Mycobacterium tuberculosis (Mtb) is the leading cause of death from infection worldwide. The only available vaccine, BCG (Bacillus Calmette–Guérin), is given intradermally and has variable efficacy against pulmonary tuberculosis, the major cause of mortality and disease transmission. Here we show that intravenous administration of BCG profoundly alters the protective outcome of Mtb challenge in non-human primates (Macaca mulatta).
Compared with intradermal or aerosol delivery, intravenous immunization induced substantially more antigen-responsive CD4 and CD8 T cell responses in blood, spleen, bronchoalveolar lavage and lung lymph nodes. Moreover, intravenous immunization induced a high frequency of antigen-responsive T cells across all lung parenchymal tissues. Six months after BCG vaccination, macaques were challenged with virulent Mtb.

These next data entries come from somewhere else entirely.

Issue #811, opened 2024-08-16
[state-of-the-world reconciler] Dependency check


guicassolato:
Reconciliation function for checking top-level dependencies without which reconciliation of policies cannot proceed (e.g. Gateway API CRDs, gateway providers, etc)

PR #870, opened 2024-09-24
feat: check dependency for state of the world reconciler

KevFan:
# Description
Closes: https://github.com/Kuadrant/kuadrant-operator/issues/811

Checks for dependencies for whether specific watchers and object kinds should be added to the controller opts of the state of the world reconciler

### DIFF
--- a/controllers/state_of_the_world.go
+++ b/controllers/state_of_the_world.go
@@ -5,10 +5,15 @@ import (
 	"fmt"
 	"strings"
 
+	certmanagerv1 "github.com/cert-manager/cert-manager/pkg/apis/certmanager/v1"
+	egv1alpha1 "github.com/envoyproxy/gateway/api/v1alpha1"
 	"github.com/go-logr/logr"
 	"github.com/google/go-cmp/cmp"
 	"github.com/kuadrant/policy-machinery/controller"
 	"github.com/kuadrant/policy-machinery/machinery"
+	istioclientgoextensionv1alpha1 "istio.io/client-go/pkg/apis/extensions/v1alpha1"
+	istioclientnetworkingv1alpha3 "istio.io/client-go/pkg/apis/networking/v1alpha3"
+	istioclientgosecurityv1beta1 "istio.io/client-go/pkg/apis/security/v1beta1"
 	corev1 "k8s.io/api/core/v1"
 	metav1 "k8s.io/apimachinery/pkg/apis/meta/v1"
 	"k8s.io/apimachinery/pkg/runtime/schema"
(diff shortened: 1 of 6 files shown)


controllers/state_of_the_world.go
```diff
@@ -59,6 +64,72 @@ func NewPolicyMachineryController(manager ctrlruntime.Manager, client *dynamic.D
...
+			controller.WithRunnable("envoyextensionpolicy watcher", controller.Watch(&egv1alpha1.EnvoyExtensionPolicy{}, envoygateway.EnvoyExtensionPoliciesResource, metav1.NamespaceAll)),
+			controller.WithRunnable("envoysecuritypolicy watcher", controller.Watch(&egv1alpha1.SecurityPolicy{}, envoygateway.SecurityPoliciesResource, metav1.NamespaceAll)),
+			controller.WithObjectKinds(
+				envoygateway.EnvoyPatchPolicyGroupKind,
+				envoygateway.EnvoyExtensionPolicyGroupKind,
+				envoygateway.SecurityPolicyGroupKind,
+			),
+			// TODO: add object links
+		)
+		// TODO: add specific tasks to workflow
```
KevFan, line 93: Future TODOs that would be completed by other issues as functionality is migrated to the workflow

controllers/state_of_the_world.go
```diff
@@ -59,6 +64,71 @@ func NewPolicyMachineryController(manager ctrlruntime.Manager, client *dynamic.D
 		controller.WithReconcile(buildReconciler(client)),
 	}
 
+	ok, err := kuadrantgatewayapi.IsGatewayAPIInstalled(manager.GetRESTMapper())
```
Boomatang, line 67: What should happen if there is no gateway currently installed that we can use? We would need at least one, I am asking the same question of the cert manger if that is not installed should we try reconcile. I am aware that the user may install these resources later, but that would mean restarting the operator (which I am okay with). 

I guess my question is; should we even start the operator if there is no gateway that we can use installed?

Boomatang (commented):
Have yet to run it but wanted to ask about what happens if there is not gateways first. 

Also I know you have the to do's marked in. So I guess the linking functions would be the next step.

controllers/state_of_the_world.go
KevFan: Yeah, not sure what's the best approach but I've went with the approach of the existing controllers which gets disabled rather than crash when a dependency CRD is not detected (which we have existing integration tests for) 🤔 

Personally, I think it's better not to crash and have this reported in the Policy Status also since a user may not initially look through logs on why things are not working as expected.

eguzki: I agree, the operator should not crash. Personally, for now, disable watchers and maybe steps in the workflow. There should be a task responsible for the kuadrant CR status that watches for changes on Kuadrant CRDs (which we can assume they exist). Then, task checks for GatewayAPI being installed and reports in the status if not. Same for policies.

eguzki:
LGTM

I leave approval to @Boomatang

controllers/state_of_the_world.go
Boomatang: After the call I am happy that we have a plan to get the errors these missing CRDs and resources can cause into the status of kuadrant and / or the related policies. Would be good to create issue for any follow up work this may need.

Boomatang (approved):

Notably, nine out of ten macaques that received intravenous BCG vaccination were highly protected, with six macaques showing no detectable levels of infection, as determined by positron emission tomography–computed tomography imaging, mycobacterial growth, pathology and granuloma formation. The finding that intravenous BCG prevents or substantially limits Mtb infection in highly susceptible rhesus macaques has important implications for vaccine delivery and clinical development, and provides a model for defining immune correlates and mechanisms of vaccine-elicited protection against tuberculosis.